* _GOAL OF THE EXERCISE_:
Find every line below where the string "between" shows up, and copy those lines.

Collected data
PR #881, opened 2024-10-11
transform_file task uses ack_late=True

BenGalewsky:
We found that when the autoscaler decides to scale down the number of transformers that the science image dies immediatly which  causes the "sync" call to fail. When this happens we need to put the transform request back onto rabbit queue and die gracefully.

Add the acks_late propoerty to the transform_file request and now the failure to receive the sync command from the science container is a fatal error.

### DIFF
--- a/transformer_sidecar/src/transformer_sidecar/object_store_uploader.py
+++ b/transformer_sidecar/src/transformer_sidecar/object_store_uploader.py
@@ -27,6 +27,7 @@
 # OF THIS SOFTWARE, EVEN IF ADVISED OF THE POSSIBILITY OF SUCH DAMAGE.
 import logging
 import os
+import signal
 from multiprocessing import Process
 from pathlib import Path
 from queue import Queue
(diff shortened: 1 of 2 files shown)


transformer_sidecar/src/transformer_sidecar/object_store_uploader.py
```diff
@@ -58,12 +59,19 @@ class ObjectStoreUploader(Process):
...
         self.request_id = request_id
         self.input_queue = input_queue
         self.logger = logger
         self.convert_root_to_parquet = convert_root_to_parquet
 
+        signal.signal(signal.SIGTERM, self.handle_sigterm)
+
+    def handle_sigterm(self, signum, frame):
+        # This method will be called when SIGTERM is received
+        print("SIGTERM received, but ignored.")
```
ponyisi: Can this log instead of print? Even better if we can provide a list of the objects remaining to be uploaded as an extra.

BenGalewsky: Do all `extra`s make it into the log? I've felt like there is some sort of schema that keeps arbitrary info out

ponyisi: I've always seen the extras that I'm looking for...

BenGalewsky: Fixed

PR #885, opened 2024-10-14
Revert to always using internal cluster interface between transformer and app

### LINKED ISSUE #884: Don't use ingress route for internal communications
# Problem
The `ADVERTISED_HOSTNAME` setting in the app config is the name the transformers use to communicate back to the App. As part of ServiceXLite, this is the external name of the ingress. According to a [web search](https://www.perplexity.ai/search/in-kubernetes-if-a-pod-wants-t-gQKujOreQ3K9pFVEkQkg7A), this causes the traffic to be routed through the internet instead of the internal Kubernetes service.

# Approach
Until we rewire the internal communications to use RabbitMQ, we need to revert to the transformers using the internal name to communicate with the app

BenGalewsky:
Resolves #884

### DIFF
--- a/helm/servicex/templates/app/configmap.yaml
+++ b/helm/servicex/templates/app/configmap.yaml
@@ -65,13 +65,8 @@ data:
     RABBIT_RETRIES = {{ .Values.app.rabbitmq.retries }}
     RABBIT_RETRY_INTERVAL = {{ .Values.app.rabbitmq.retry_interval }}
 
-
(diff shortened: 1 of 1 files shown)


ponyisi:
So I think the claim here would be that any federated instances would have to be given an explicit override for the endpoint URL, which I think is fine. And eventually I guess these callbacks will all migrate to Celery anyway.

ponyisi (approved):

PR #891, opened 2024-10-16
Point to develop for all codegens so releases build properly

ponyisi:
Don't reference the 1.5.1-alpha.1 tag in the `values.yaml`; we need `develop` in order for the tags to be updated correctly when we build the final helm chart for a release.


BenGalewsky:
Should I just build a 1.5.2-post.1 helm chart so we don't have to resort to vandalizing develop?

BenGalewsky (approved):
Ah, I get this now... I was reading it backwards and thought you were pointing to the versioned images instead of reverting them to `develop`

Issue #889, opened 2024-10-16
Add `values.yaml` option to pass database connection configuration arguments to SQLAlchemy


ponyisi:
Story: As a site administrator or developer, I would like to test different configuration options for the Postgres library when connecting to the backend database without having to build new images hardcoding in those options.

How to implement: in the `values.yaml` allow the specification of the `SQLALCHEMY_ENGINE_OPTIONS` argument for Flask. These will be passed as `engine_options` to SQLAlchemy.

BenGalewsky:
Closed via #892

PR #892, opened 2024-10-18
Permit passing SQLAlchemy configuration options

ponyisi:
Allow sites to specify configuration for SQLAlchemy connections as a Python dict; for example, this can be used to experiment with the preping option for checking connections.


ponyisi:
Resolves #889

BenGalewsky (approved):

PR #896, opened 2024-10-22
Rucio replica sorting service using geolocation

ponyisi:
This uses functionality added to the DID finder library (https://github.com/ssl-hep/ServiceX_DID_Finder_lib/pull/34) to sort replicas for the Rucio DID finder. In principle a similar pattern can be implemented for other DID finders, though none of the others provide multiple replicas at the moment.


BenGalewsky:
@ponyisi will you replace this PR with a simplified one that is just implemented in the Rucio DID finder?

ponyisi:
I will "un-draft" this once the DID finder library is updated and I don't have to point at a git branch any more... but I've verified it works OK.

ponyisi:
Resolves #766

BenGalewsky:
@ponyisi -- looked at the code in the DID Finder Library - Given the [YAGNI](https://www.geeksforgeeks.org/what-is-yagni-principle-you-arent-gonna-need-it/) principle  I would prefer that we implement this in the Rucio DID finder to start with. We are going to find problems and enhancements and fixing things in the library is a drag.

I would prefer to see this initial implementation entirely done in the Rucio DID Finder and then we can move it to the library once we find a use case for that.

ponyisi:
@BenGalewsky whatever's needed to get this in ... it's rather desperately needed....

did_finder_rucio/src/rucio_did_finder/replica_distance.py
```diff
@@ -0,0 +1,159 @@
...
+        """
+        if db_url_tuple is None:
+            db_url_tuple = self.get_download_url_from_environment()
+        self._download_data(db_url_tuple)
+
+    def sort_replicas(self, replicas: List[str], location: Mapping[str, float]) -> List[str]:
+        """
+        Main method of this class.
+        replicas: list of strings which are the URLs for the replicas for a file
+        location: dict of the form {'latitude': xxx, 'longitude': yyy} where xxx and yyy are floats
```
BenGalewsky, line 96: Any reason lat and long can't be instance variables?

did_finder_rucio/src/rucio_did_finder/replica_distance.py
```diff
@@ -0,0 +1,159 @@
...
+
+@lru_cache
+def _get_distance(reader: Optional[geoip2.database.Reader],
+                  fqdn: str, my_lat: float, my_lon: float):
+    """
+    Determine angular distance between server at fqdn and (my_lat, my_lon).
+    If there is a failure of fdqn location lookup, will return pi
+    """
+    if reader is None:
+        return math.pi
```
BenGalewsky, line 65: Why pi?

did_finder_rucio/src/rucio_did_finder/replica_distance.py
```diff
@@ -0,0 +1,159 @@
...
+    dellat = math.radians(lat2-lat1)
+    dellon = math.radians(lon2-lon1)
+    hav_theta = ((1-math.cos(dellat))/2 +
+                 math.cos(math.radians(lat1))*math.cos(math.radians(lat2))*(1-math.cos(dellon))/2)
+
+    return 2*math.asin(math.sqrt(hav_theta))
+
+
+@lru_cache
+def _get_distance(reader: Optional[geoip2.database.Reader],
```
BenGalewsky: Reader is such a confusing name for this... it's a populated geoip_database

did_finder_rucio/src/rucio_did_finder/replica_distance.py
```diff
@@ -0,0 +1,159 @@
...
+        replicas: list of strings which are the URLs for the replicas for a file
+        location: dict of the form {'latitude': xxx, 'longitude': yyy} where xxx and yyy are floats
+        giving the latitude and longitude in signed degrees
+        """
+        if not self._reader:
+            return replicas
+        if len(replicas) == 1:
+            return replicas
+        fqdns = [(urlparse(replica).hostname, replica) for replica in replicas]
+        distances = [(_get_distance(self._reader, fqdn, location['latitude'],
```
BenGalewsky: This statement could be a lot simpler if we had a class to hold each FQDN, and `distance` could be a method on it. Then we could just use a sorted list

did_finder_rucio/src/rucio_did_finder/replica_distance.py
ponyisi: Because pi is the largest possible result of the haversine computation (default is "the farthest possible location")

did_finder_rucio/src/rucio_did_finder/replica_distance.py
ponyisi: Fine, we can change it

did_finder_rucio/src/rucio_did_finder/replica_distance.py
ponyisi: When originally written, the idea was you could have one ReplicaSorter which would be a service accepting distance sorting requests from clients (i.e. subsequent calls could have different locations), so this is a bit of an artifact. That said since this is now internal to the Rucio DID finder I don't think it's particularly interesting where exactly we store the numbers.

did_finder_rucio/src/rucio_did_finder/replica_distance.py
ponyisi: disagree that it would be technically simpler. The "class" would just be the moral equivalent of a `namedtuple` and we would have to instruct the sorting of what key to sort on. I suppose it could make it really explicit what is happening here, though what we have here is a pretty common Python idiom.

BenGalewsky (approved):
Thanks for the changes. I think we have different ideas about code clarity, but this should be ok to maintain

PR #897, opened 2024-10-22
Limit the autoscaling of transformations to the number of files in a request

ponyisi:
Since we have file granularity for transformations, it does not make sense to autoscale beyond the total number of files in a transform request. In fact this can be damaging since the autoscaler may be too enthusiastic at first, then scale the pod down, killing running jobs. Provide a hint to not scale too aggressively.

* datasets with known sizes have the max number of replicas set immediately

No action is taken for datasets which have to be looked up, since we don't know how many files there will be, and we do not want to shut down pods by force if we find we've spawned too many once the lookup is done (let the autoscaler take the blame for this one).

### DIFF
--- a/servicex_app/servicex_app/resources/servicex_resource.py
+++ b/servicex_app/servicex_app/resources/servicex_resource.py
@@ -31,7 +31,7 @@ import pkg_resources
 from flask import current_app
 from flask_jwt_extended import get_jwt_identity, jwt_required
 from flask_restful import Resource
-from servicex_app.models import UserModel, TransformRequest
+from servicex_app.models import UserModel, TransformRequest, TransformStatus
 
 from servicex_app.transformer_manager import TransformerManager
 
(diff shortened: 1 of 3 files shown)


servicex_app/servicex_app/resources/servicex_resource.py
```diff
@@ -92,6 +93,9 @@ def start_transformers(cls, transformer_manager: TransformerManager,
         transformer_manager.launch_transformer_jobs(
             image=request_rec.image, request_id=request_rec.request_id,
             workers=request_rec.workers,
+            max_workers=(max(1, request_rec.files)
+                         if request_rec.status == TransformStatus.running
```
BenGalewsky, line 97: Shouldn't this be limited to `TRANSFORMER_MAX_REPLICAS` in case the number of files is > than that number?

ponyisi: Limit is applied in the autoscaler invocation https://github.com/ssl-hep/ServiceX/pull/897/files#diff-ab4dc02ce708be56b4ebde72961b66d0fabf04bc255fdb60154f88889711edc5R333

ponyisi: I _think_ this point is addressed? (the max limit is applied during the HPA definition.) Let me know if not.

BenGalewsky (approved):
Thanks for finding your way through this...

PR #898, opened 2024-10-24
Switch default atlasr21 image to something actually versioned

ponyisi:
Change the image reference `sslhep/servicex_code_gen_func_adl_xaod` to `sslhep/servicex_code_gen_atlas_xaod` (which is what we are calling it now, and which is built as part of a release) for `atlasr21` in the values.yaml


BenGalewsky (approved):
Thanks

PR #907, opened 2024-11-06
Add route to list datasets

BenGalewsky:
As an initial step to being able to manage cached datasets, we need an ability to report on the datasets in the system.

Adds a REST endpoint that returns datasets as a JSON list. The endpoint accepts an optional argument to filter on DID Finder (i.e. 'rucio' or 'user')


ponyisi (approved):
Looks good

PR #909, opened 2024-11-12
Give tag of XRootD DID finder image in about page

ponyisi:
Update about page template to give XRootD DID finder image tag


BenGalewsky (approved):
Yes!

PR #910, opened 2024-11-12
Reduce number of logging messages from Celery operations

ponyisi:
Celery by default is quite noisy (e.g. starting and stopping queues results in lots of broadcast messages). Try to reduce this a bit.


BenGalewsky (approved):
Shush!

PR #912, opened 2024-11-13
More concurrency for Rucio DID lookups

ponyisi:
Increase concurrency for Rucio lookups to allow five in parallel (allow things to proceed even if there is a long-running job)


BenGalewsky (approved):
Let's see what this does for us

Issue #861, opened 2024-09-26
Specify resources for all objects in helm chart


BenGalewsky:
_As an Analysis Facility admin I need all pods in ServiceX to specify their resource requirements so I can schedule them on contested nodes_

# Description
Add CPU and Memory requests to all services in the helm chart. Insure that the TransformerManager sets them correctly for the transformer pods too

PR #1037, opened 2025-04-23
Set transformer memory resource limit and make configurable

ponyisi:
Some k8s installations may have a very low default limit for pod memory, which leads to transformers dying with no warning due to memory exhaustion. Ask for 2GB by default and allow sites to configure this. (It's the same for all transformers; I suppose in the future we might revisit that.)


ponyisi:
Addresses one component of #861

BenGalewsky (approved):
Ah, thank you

* _SOLUTION FOR THIS PROBLEM_:
Revert to always using internal cluster interface between transformer and app
+    Determine angular distance between server at fqdn and (my_lat, my_lon).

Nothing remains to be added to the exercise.